# Replacing a GE Blower motor - any others fit?



## blackdmd (Apr 27, 2009)

I'm having a hard time finding the correct motor to replace the one that goes in the blower for my heat pump.  It's a 3/4HP GE, 208-230V model with a number 5KCP39NG T739S, and is direct drive. Are there other brands that might work? Or is there a place to find the exact match?
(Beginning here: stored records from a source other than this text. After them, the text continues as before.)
PR #128, opened 2015-08-25
catch IntegrityError and inform user with appropriate error message

shreyas-satish:


jace:
This is the wrong place to catch it. The form should validate if the name is acceptable.

PR #130, opened 2015-08-25
Add order

shreyas-satish:
- Added the `Order` model, and associates it with `SyncTicket`.
- Updated 'ExplaraApi` to format orders.


shreyas-satish:
Will be made as a PR for `master`.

I see other ones that are similar in number (5KCP39PG or SG, but not NG) - what's the difference?


----------



## kok328 (Apr 27, 2009)

The only way your going to find a direct replacement is to purchase the motor from an authorized (insert make here) dealer.
I call these "commissioned" motors.  The maker of the unit, commissions/contracts a motor maker (in this case GE) to mfgr. a bunch of motors with just enough spec difference to make finding a replacement a real bitch.  Typically, these motors will have a model # that does not reference back to the company who made it.
What you can do is, go to Grainger's website and use their "Motor Match" program to find a close replacement.
Typically, you need to know things like:
RPM, HP, Shaft length, shaft diameter, amps, volts, frame size, thermal protection, open air over, service factor, etc.....
Just to warm you up, your probably looking at around $250 for a new motor.
P.S.- you will want to purchase a new capacitor for the motor if it does not come w/one.


----------